* [What is required]: Read the data, and whenever a line holds the word "then", report that line.

Extracted data entries
○ ○ ○ ○ ○ ○ ○

PR #127, opened 2025-06-23
Added Theme Support -fixes #2283

shivambisen:
This PR introduces complete theme support for the Galasa Web UI using the Carbon Design System's theming capabilities.

[Closes#2283](https://github.com/galasa-dev/projectmanagement/issues/2283)

Library Used
-`carbon/react`

Features & Changes
1. Theme Selector
     -Added a ThemeSelector dropdown allowing users to switch between light and dark  themes

2. System Behavior
      -Supports fallback and overrides (e.g., forcing g90 for specific components like headers regardless of selected theme).

3. Feature Flag
        -Added THEME feature flag via FeatureFlagContext to optionally enable/disable theming support.
  
4. Testing and Fixes
      -Refactored test files to work with updated theme structure.

Demo Video -

https://github.com/user-attachments/assets/240aa075-b0d8-4113-8491-eb5816a6d092


shivambisen:
@eamansour @techcobweb  I had a quick question regarding Carbon theming. I noticed that some components require being explicitly wrapped with the `<Theme>` component to render correctly in the selected theme, while others seem to pick up the theme automatically.

eamansour:
@shivambisen This could be because we're missing a theme in the global CSS. Ideally, the theme should be applied globally via CSS, not via individual Theme components. In fact, I don't think we need to use any Theme components anywhere. A theme selector component can then cause an update to the CSS.

This tutorial goes through theme switching in carbon design quite well if you want to take a look https://developer.ibm.com/tutorials/awb-dynamic-theming-ibm-carbon/

shivambisen:
@eamansour I've completed the changes. Thanks a lot for your help! Could you please review them when you get a chance?

galasa-ui/src/app/layout.tsx
```diff
@@ -13,32 +13,36 @@ import { FeatureFlagProvider } from '@/contexts/FeatureFlagContext';
 import { cookies } from 'next/headers';
 import FeatureFlagCookies from '@/utils/featureFlagCookies';
 import { getLocale } from 'next-intl/server';
+import { ThemeProvider } from '@/contexts/ThemeContext';
 
 export const dynamic = "force-dynamic";
+type ThemeType = "white" | "g100";
```
eamansour: ThemeType is defined in `ThemeSelector`, so I think this isn't needed here.

galasa-ui/src/app/layout.tsx
```diff
@@ -13,32 +13,36 @@ import { FeatureFlagProvider } from '@/contexts/FeatureFlagContext';
...
 
-export default async function RootLayout({children,}: {children: React.ReactNode}) {
-  // Ensure that the incoming `locale` is valid
+export default async function RootLayout({ children }: { children: React.ReactNode }) {
   const locale = await getLocale();
- 
+
   const galasaServiceName = process.env.GALASA_SERVICE_NAME?.trim() || "Galasa Service";
   const featureFlagsCookie = cookies().get(FeatureFlagCookies.FEATURE_FLAGS)?.value;
+  const themeCookie = cookies().get('preferred-theme')?.value;
```
eamansour: Can we avoid using a cookie for the preferred theme?

Cookies are sent to the server on every request, which isn't ideal. I think theme-related config should be stored client-side in localStorage.

galasa-ui/src/app/layout.tsx
```diff
@@ -13,32 +13,36 @@ import { FeatureFlagProvider } from '@/contexts/FeatureFlagContext';
...
+  const initialTheme: ThemeType = themeCookie === 'g100' ? 'g100' : 'white'; // safe fallback
 
   return (
-    <html lang={locale}>
+    <html lang={locale} data-carbon-theme={initialTheme}>
```
eamansour: I don't think we need to add the theme to the `html` tag since it will only affect the body of the document?

galasa-ui/src/components/headers/ThemeSelector.tsx
```diff
@@ -0,0 +1,53 @@
...
+    startTransition(() => {
+      setTheme(selectedItem.value as ThemeType); 
+    });
+  };
+
+
+  return (
+    <div className={styles.container}>
+      <span className={styles.icon}>{translations('label')} :</span>
+      <Dropdown
```
eamansour: Instead of a dropdown, we could perhaps use a icon-based switcher with tooltips on hover to switch between dark, light, and system preference?

galasa-ui/src/components/headers/ThemeSelector.tsx
```diff
@@ -0,0 +1,53 @@
...
+import { Dropdown } from "@carbon/react";
+import styles from "@/styles/Selector.module.css"; 
+import { useTheme } from "@/contexts/ThemeContext";
+import { useTranslations } from "next-intl";
+
+type ThemeType = "white" | "g100"; 
+
+const themes = [
+  { id: "white", text: "White", value: "white" },
+  { id: "g100", text: "Dark", value: "g100" },
```
eamansour: Instead of "White", the text should be "Light"

Also, looks like we're missing an option for setting the theme based on system preference?

galasa-ui/src/contexts/ThemeContext.tsx
```diff
@@ -0,0 +1,60 @@
...
+ * Copyright contributors to the Galasa project
+ *
+ * SPDX-License-Identifier: EPL-2.0
+ */
+
+'use client';
+
+import React, { createContext, useContext, useState, useEffect } from 'react';
+
+type ThemeType = 'white' | 'g100';
```
eamansour: Light, dark, and system preference instead of white and g100?

galasa-ui/src/contexts/ThemeContext.tsx
```diff
@@ -0,0 +1,60 @@
...
+  initialTheme?: ThemeType;
+}) => {
+  const [theme, setThemeState] = useState<ThemeType>(initialTheme);
+
+  const setTheme = (newTheme: ThemeType) => {
+    setThemeState(newTheme);
+    if (typeof window !== 'undefined') {
+      document.documentElement.setAttribute('data-carbon-theme', newTheme);
+      localStorage.setItem('preferred-theme', newTheme);
+      document.cookie = `preferred-theme=${newTheme}; path=/; max-age=${60 * 60 * 24 * 365}`;
```
eamansour: I don't think we need to set the cookie here since we're already setting the theme in localStorage

galasa-ui/src/contexts/ThemeContext.tsx
```diff
@@ -0,0 +1,60 @@
...
+    }
+  };
+
+  useEffect(() => {
+    if (typeof window !== 'undefined') {
+      const storedTheme = localStorage.getItem('preferred-theme') as ThemeType;
+      if (storedTheme === 'white' || storedTheme === 'g100') {
+        setTheme(storedTheme);
+      } else {
+        const prefersDark = window.matchMedia('(prefers-color-scheme: dark)').matches;
```
eamansour: What if the system preference is set to prefer light mode? This will only set it to dark mode

galasa-ui/src/components/headers/ThemeSelector.tsx
```diff
@@ -0,0 +1,53 @@
...
+];
+
+export default function ThemeSelector() {
```
eamansour, line 22: Looks like we're missing unit tests for this theme selector component

galasa-ui/src/components/headers/ThemeSelector.tsx
```diff
@@ -0,0 +1,53 @@
...
+
+  const { theme, setTheme } = useTheme();
+  const [isPending, startTransition] = useTransition();
+  const selectedItem = themes.find((t) => t.value === theme) || themes[0];
+  const translations = useTranslations('ThemeSelector');
+  
+  const handleThemeChange = ({ selectedItem }: { selectedItem: { id: string; text: string; value: string } }) => {
+    if (!selectedItem) return;
```
eamansour: Instead of an early return here, we could invert the condition to only continue with `if (selectedItem)`?

galasa-ui/src/app/layout.tsx
```diff
@@ -13,32 +13,36 @@ import { FeatureFlagProvider } from '@/contexts/FeatureFlagContext';
...
         <title>{galasaServiceName}</title>
         <meta name="description" content="Galasa Ecosystem Web UI" />
       </head>
       <body>
         <NextIntlClientProvider>
           <FeatureFlagProvider initialFlags={featureFlagsCookie}>
-            <PageHeader galasaServiceName={galasaServiceName} />
-            {children}
-            <Footer serviceHealthyPromise={getServiceHealthStatus()} clientVersionPromise={getClientApiVersion()}/>
+            <ThemeProvider initialTheme={initialTheme}>
```
eamansour: Do we need to pass in an initial theme here? Or could the initial theme be set by this theme provider?

That way, localStorage can be used to get the theme instead of a cookie (assuming the ThemeProvider is for client-side use).

eamansour (commented):
Great work, thanks for opening this PR! Just a few suggestions that could improve things!

shivambisen:
Hi @eamansour , I’ve addressed all the review comments including theme source handling, system preference detection, and included test. Please have a look when you get a chance.

galasa-ui/src/components/headers/ThemeSelector.tsx
```diff
@@ -0,0 +1,62 @@
...
+const themeOptions: { id: FullThemeType; label: string; icon: React.ReactNode }[] = [
+  { id: 'light', label: 'Light', icon: <Sun size={20} /> },
+  { id: 'dark', label: 'Dark', icon: <Moon size={20} /> },
+  { id: 'system', label: 'System', icon: <Laptop size={20} /> },
+];
+
+export default function ThemeSelector() {
+  const { theme, setTheme, source, setSource } = useTheme();
+  const [isPending, startTransition] = useTransition();
+  const currentTheme = source === 'system' ? 'system' : theme;
```
eamansour: Not sure if `source` is needed - are we able to treat `system` as a theme type? We're already adding it to FullThemeType, so it can be added to ThemeType, then we can perhaps remove `source`?

galasa-ui/src/components/headers/ThemeSelector.tsx
```diff
@@ -0,0 +1,62 @@
...
+          <Tooltip key={option.id} label={option.label} align="bottom">
+            <button
+              onClick={() => handleThemeChange(option.id)}
+              className={buttonClass}
+              disabled={isPending}
+              aria-label={option.label}
+            >
+              {option.icon}
+            </button>
+          </Tooltip>
```
eamansour: A few improvements here:

1. Instead of three separate buttons, we could have one control that, when you click on it, cycles through the different themes. The tooltip can then say something like "Switch to Dark mode" (if you're already on light mode) etc. This will save space on the menu bar. See the theme switcher on https://galasa.dev for inspiration.

2. The tooltips have a light theme regardless of the theme you're currently using, this can make it tricky to see when you're already on light mode. Would be great to have a better contrast.

galasa-ui/src/components/headers/ThemeSelector.tsx
```diff
@@ -0,0 +1,62 @@
...
+import { ThemeType, useTheme } from "@/contexts/ThemeContext";
+import { Tooltip } from '@carbon/react';
+import { Sun, Moon, Laptop } from '@carbon/icons-react';
+
+type FullThemeType = ThemeType | 'system';
+
+const themeOptions: { id: FullThemeType; label: string; icon: React.ReactNode }[] = [
+  { id: 'light', label: 'Light', icon: <Sun size={20} /> },
+  { id: 'dark', label: 'Dark', icon: <Moon size={20} /> },
+  { id: 'system', label: 'System', icon: <Laptop size={20} /> },
```
eamansour: The `label` values should be added to the translatable values

eamansour (commented):
Looking better! Just a few more parts that could be improved :)

shivambisen:
@eamansour Sorry for the delay, I've made the changes and pushed the updated commits.

shivambisen:
Demo of new toggle :

https://github.com/user-attachments/assets/c983cbd4-1ff7-49e3-aac3-fae76a3ef544

galasa-ui/src/components/common/BreadCrumb.tsx
```diff
@@ -23,9 +24,18 @@ function BreadCrumb({
...
   const translations = useTranslations("Breadcrumb");
+  const current = useTheme().theme;
+  const theme: 'g10' | 'g90' = 
+    current === 'light'
+      ? 'g10'
+      : current === 'dark'
+        ? 'g90'
+        : window.matchMedia('(prefers-color-scheme: dark)').matches
+          ? 'g90'
+          : 'g10';
```
eamansour: Minor - this is a bit tricky to read, might be better to define `theme` as a variable with `let` and then use if-else statements?

galasa-ui/src/components/headers/ThemeSelector.tsx
```diff
@@ -0,0 +1,51 @@
...
+ */
+
+'use client';
+
+import React, { useTransition } from "react";
+import styles from "@/styles/Selector.module.css"; 
+import { ThemeType, useTheme } from "@/contexts/ThemeContext";
+import { Sun, Moon, Laptop } from '@carbon/icons-react';
+
+type FullThemeType = ThemeType | 'system';
```
eamansour: FullThemeType isn't needed because ThemeType now also has 'system'

galasa-ui/src/components/headers/ThemeSelector.tsx
```diff
@@ -0,0 +1,51 @@
...
+  const currentTheme = themeOptions[idx] || themeOptions[0];
+  const next = themeOptions[(idx + 1) % themeOptions.length];
+
+  const cycleTheme = () => {
+    startTransition(() => {
+      if (next.id === 'system') {
+        setTheme('system');
+      } else {
+        setTheme(next.id as ThemeType);
+      }
```
eamansour: This could be simplified to just `setTheme(next.id as ThemeType)` since 'system' is a ThemeType now

galasa-ui/src/contexts/ThemeContext.tsx
```diff
@@ -0,0 +1,58 @@
...
+const ThemeContext = createContext<ThemeContextType>({
+  theme: 'system',
+  setTheme: () => {},
+});
+
+export const ThemeProvider = ({ children }: { children: React.ReactNode }) => {
+  const [theme, setThemeState] = useState<ThemeType>('system');
+  const [isLoaded, setIsLoaded] = useState(false);
+
+  const apply = (t: ThemeType) => {
```
eamansour: Minor - `apply` can be made more descriptive, perhaps like `applyThemeToDocument`?

galasa-ui/src/components/headers/ThemeSelector.tsx
```diff
@@ -0,0 +1,51 @@
...
+  return (
+    <div className={styles.themeSwitcher}>
+      <button
+        onClick={cycleTheme}
+        className={styles.iconButton + (currentTheme.id === theme ? ` ${styles.active}` : '')}
+        disabled={isPending}
+        aria-label={currentTheme.label}
+      >
+        {currentTheme.icon}
+      </button>
```
eamansour: I think we still need to have a carbon design tooltip that appears when you hover over the button to indicate what happens when you click on the button and for accessibility purposes.

For example:
- Hovering over the light theme icon will display a tooltip that says "Switch to dark mode"
- Hovering over the dark theme icon will display a tooltip that says "Switch to system preference"
- Hovering over the system theme icon will display a tooltip that says "Switch to light mode"

eamansour (commented):
Thanks for making these changes, I think it's getting really close! I like the new button cycling - added a few more comments.

shivambisen:
Done
i have pushed the changes :)

galasa-ui/src/components/headers/ThemeSelector.tsx
```diff
@@ -0,0 +1,48 @@
...
+
+  const cycleTheme = () => {
+    startTransition(() => {
+      setTheme(next.id as ThemeType);
+    });
+  };
+
+  return (
+    <div className={styles.themeSwitcher}>
+      <Tooltip label={next.tooltip} align="bottom">
```
eamansour: Thanks for adding this. However, the issue mentioned in https://github.com/galasa-dev/webui/pull/127#discussion_r2177956256 regarding the tooltip having a light theme regardless of the global theme remains.

Light mode (it's not obvious that this is a tooltip):
Screenshot 2025-07-04 at 11 56 07

Dark mode (looks good! Tooltip is clearly visible):
Screenshot 2025-07-04 at 11 59 33


In light mode, it would be good if the tooltip could appear more clearly by having a dark background and white text.

eamansour (commented):
Thanks for the changes, added one comment below.

One more thing: Now that the "Table Design" tab has been implemented, I can see that the dark mode doesn't render the table contents into something readable, so it's very difficult to use in dark mode.

This is what the "Table Design" tab looks like in light mode:
Screenshot 2025-07-04 at 12 07 15

And this is what it looks like in dark mode:
Screenshot 2025-07-04 at 12 03 57


Would you be able to address this issue as well? Sorry for the hassle!

Thanks in advance!

galasa-ui/src/components/headers/ThemeSelector.tsx
shivambisen: Fixed the issue where the Tooltip wasn't applying the correct theme  it wasn't reading the Carbon theme context without being wrapped in the <Theme> component.

```
<Theme theme={current} className={styles.themeContainer}>
  <Tooltip label={next.tooltip} align="bottom">
    <button
      onClick={cycleTheme}
      className={styles.iconButton + (currentTheme.id === theme ? ` ${styles.active}` : '')}
      disabled={isPending}
      aria-label={currentTheme.label}
    >
      {currentTheme.icon}
    </button>
  </Tooltip>
</Theme>
```

shivambisen:
Thanks! The first issue was caused by hardcoded background colors. I’ve removed them, and the table now renders properly in dark mode too.

eamansour:
Thanks for making those changes! I've just spotted one more area in the "Test runs" page's "Search Criteria" tab that might also be using a hard-coded text colour.

When adding a tag in the "Tags" row, the added tags appear in black text regardless of the current theme, which makes it difficult to read in dark mode:

Light mode:
Screenshot 2025-07-07 at 10 12 49

Dark mode:
Screenshot 2025-07-07 at 10 13 08


When you hover over a tag, the row turns white, which doesn't line up with the theme either:
Screenshot 2025-07-07 at 10 15 12


Looks like this is the last area that isn't rendering properly in dark mode, so it would be great if you could fix this! Feel free to flick through the web UI yourself in case you see any other areas that aren't rendering properly in dark mode. Thanks again for putting up with all of these comments :)

shivambisen:
@eamansour the changes are complete and it’s looking good now. Sorry for the delay! I also checked the other parts, and it seems there are no irregularities left. Really appreciate your attention to detail.

eamansour (approved):
Thanks for your hard work!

○ ○ ○ ○ ○ ○ ○

* [Task solution]:
@shivambisen This could be because we're missing a theme in the global CSS. Ideally, the theme should be applied globally via CSS, not via individual Theme components. In fact, I don't think we need to use any Theme components anywhere. A theme selector component can then cause an update to the CSS.
eamansour: Not sure if `source` is needed - are we able to treat `system` as a theme type? We're already adding it to FullThemeType, so it can be added to ThemeType, then we can perhaps remove `source`?
1. Instead of three separate buttons, we could have one control that, when you click on it, cycles through the different themes. The tooltip can then say something like "Switch to Dark mode" (if you're already on light mode) etc. This will save space on the menu bar. See the theme switcher on https://galasa.dev for inspiration.
eamansour: Minor - this is a bit tricky to read, might be better to define `theme` as a variable with `let` and then use if-else statements?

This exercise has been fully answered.